There were three spare rooms on the first floor. In the second room, a bank of wardrobes stood against one wall. I flicked through the hangers, each garment wrapped in its own shroud of plastic. I found a plain black dress that looked as if it would fit. It would have to be washed and dried before I could wear it – perhaps Mrs. Green would see to it. I held it against myself for a moment, imagining my mother wearing it, sometime in the late sixties. I’d seen photos, although never of her in this actual dress. She had blonde hair like mine... I put a hand up to my head, running a strand through my fingers. I was eleven months old when she died in a car crash. I was in the car with her, but I’d escaped almost unhurt. Flying glass had cut open my face, the blood sheeting down the side of my neck like a red scarf. Otherwise, there hadn’t been another scratch on me. Like a miracle, Angus had once said to me, in an unusually unguarded moment. But I sometimes wondered whether some part of me had been hurt, as well as my face; some hidden, inner part of me. I thought that every time I saw the scar in the mirror. I shook my head. I’m better now, I told myself firmly, and marched to the door of the room.
“Penny for them?”
“What?” I said, startled. Matt was holding a glass of wine in front of my face. I tried not to grab for it.
“You were miles away.”
“I know,” I sighed. “I’m sorry.”
“Christ, darling, you don’t have to apologise.
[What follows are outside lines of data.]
PR #990, opened 2020-12-04
ICE configuration refresh functionality changes

MushMal:
* Removing async ICE functionality to avoid issues with low footprint devices and parallel execution. This also has no benefits for "master" scenario. Embedded WebRTC based viewers might incur some latency hits as for the "viewer" the ICE configuration is on the "hot" path.
* Removing periodic ICE refresh. Now, it's done on access if the ICE hasn't been retrieved or whenever the ICE credentials have expired.
* Removing timer queue from the signaling client as it's no longer needed.
* The existing state machinery is unchanged and the change is very targeted and limited.
* Extra test coverage

*Issue #, if available:*

*Description of changes:*


hassanctech (approved):
lgtm

disa6302 (approved):

Issue #995, opened 2020-12-08
Crash occurs in closePeerConnection


liutuzhao:
**Logging**
[crash-in-closePeerConnection.zip](https://github.com/awslabs/amazon-kinesis-video-streams-webrtc-sdk-c/files/5657686/crash-in-closePeerConnection.zip)

**Describe the bug**
Doing two livestreming session at the same time .  When 1 session detected  broken in callbak "onConnectionStateChange" and the "terminateFlag" set as true. Another thread will check each session status and then free this broken session, found crash in  SDK  function "closePeerConnection ". Back trace as follows:

(gdb) where
#0  0x00504fa4 in pthread_mutex_lock ()
#1  0x00319500 in socketConnectionClosed ()
#2  0x0030f92c in connectionListenerRemoveAllConnection ()
#3  0x003108a0 in iceAgentShutdown ()
#4  0x002d163c in closePeerConnection ()
#5  0x0005a1ac in freeSampleStreamingSession ()
#6  0x00048a10 in CWebRTCClientMaster::SessionCleanupCheck(CQVMessageT*, unsigned int, unsigned int&) ()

I can imagine what you’re thinking about.”
“Actually, I’m not,” I said. “I was thinking about meeting you for the first time.”
He raised his eyebrows. “Well, that’s a happy memory for a change.” He paused, then grinned. “Isn’t it?”
“Of course.”
“I even remember what you were wearing.”
“Oh yes?”
“Some lovely old dress of your mother’s. Very sexy you looked in it, too.”
I snorted. “You were wearing that bloody awful old jacket. As usual. You didn’t look sexy in it at all.”
“That must have been why I asked you on a date, and not the other way round.”
“I said yes, though.”
“Eventually.”
We regarded each other over the table, and smiled.
I hadn’t actually spoken to Matt that first night until after dinner, when everyone was out on the terrace. It was a beautiful evening, the air soft and scented with the heavy, drowsy smells of summer. Insects flickered about the outside lamps and midges came to bite us, until I went to light the citronella candles that were dotted about on the walls of the terrace. Matt saw me casting about for matches and offered me his lighter, a beautiful thing of old, polished brass, a faint design of vine leaves on its surface worn almost smooth by years of wear. He’d already lit a cigarette; I watched him smoke it slowly and thoughtfully, his eyes closing slightly on every intake of breath. I handed him back the lighter and he took it from me, his fingers brushing mine.
“I’m so pleased to meet you, Maudie,” he said, once more. “Angus talks about you a lot.”
“He does?” Momentarily, I was wrong footed. What had he been saying about me? Had he mentioned my – my illness? You’ve got to think of it as an illness, Maudie, I heard Margaret say in the confines of my head. You have to get over an illness. You have to convalesce.